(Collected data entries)
Issue #2128, opened 2023-11-07
NAs (and by extension partnership admins) can remove addresses from partners who have an address in their neighbourhood and a service area in their neighbourhood


r-ferrier:
Related
- #1914 
- #1219 

## Acceptance criteria

- [ ] As a root user I can remove a partner's address
- [ ] As a partner admin, I can remove a partner's address if they have a service area set
- [ ] As a neighbourhood admin or a partnership admin, I can remove a partner's address if they have a service area set, but if that service area is not in my scope, I receive a warning to confirm that the partner will no longer be visible to me if I proceed

## To be dealt with in a later issue
- [ ] Can users (who are not root or partner owners) remove addresses from partners when that address falls outside of their neighbourhood pool?
- [ ] If there is a calendar attached to the partner and its location strategy is set to 'Default', 'Room number' or 'Event override', the user is warned that their calendar will no longer have a location for their events and the location strategy is changed to 'None' (See also #2214 and #1219)

## Notes

The way addresses are assigned to partners means that once that record is present it cannot be removed (in the original specs partners MUST have an address and they shared addresses).

A solution may be to either
- if all the fields in the address part of the form are blank then delete the address record.
- put in a "remove address" button/action to explicitly delete the partners' address

r-ferrier:
This is definitely not possible. So, you can create a partner without an address, but even as root, you cannot remove an address once it is added. I think we need to tackle this in tandem with the importer issue mentioned above so that we don't introduce more bugs to normal workflows, so i'm changing the description of this issue to reflect that

r-ferrier:
blocked by #1219

ivan-kocienski-gfsc:
i just picked up #1219

r-ferrier:
After discussion this morning we think this is ready to be worked on again! Have put some notes in the description.

ivan-kocienski-gfsc:
Does that partner have any service areas? roots cannot clear an address if its the only location attached to that partner.

and yes this UI is confusing

r-ferrier:
Ah ok! That makes sense! I will close and verify the rest.

r-ferrier:
Verified

- As a root user I can remove a partner's address if they have a service area set

![Screenshot 2024-02-01 at 09 43 01](https://github.com/geeksforsocialchange/PlaceCal/assets/46496391/72aaf92d-0b4f-4295-b026-3b2ea841a930)

- As a partner admin, I can remove a partner's address if they have a service area set

[...]

PR #2136, opened 2023-11-13
Limit NA address power

### LINKED ISSUE #2119: neighbourhood_admins cannot assign addresses to partners outside their neighbourhood
In the same way that you cannot see serviceAreas outside of a neighbourhood you are the admin for.

admin lvh me_3000_partners_new (1)

You should not be able to assign an address that falls outside of the neighbourhood. This is prevented if there is no servicearea assigned but once the service area is in your neighbourhood you can start assigning addresses anywhere.

this can lead to two problems.
1. a neighbourhood_admin could change the address then remove the servicearea accidentally deleting it from their point of view
2. a neighbourhood_admin could start making partners using their servicearea tag but in any neighbourhood they like influencing/spamming a different neighbourhood outside their jurisdiction 

## AC

- [ ] a `neighbourhood_admin` cannot save a partners address outside of their own neighbourhood
- [ ] the above AC does not prevent a `neighbourhood_admin` from making other updates to a partner who has an address outside the neighbourhood but has opted in to the `neighbourhood_admin`s neighbourhood via the service area.

ivan-kocienski-gfsc:
Closes #2119 

Neighbourhood admins can only assign addresses to partners that fall within their neighbourhood pool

(Work instructions): A reply should hold exactly the lines from the one containing "1. a neighbourhood_admin" through the end of the data above, nothing more.

(Answer space):
1. a neighbourhood_admin could change the address then remove the servicearea accidentally deleting it from their point of view
2. a neighbourhood_admin could start making partners using their servicearea tag but in any neighbourhood they like influencing/spamming a different neighbourhood outside their jurisdiction 

## AC

- [ ] a `neighbourhood_admin` cannot save a partners address outside of their own neighbourhood
- [ ] the above AC does not prevent a `neighbourhood_admin` from making other updates to a partner who has an address outside the neighbourhood but has opted in to the `neighbourhood_admin`s neighbourhood via the service area.

ivan-kocienski-gfsc:
Closes #2119 

Neighbourhood admins can only assign addresses to partners that fall within their neighbourhood pool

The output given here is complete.